First time smoker? Lol the best thing ever to do when baked is masterbate! Actually my schedule every night is

1. Get baked
2. Eat, watch TV Hang with friends fun shit ya knoww
3. Get more baked
4. Masterbate
5. Sleep

Sometimes listen to music before sleeping lol


----------



## dannyboy602 (Apr 7, 2011)

Sex and weed. Wow. That brings back a lot of memories. I can't believe I survived the 80's.


----------



## KevinSmith (Apr 7, 2011)

weed can be somewhat of an aphrodisiac it calms the mood, accentuates feelings and liberates the mind.
Sounds like a recipe for good times alone or in couple hehe


----------



## AlecEinWindir (Apr 8, 2011)

Yup sex plus weed = super fun time.

Marijuana is a really strong aphrodisiac in my eyes, but it also makes talking to women a lot easier and funner, and then the sex is really passionate and great!


----------



## txhazard (Apr 8, 2011)

Pot and sex Fu** yeah! Pot and masturbation Fu** yeah!
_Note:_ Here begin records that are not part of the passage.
PR #820, opened 2026-09-18
MED-358: Replace the full-table slug scan on the generate path

oolonglingt:
Removed the full-table slug scan, moved slug uniqueness enforcement to the database with conflict retries, and added concurrent batch test coverage.


quanwangniuniu (approved):
Good job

Its also fun in almost every combination of the two...


----------



## chillwills (Apr 9, 2011)

I've busted some pretty awesome fuckin nuts when i have been baked. 

The kind that makes you violently snap your head around and crack your neck like a chiropractor. Hahaha lol


----------



## Fathousecat (Apr 9, 2011)

Still in a 'daze' from the night. Weed+ sex is definitely a good time. Talk about letting loose. Oy... time for another bowl 


-Fatcat


----------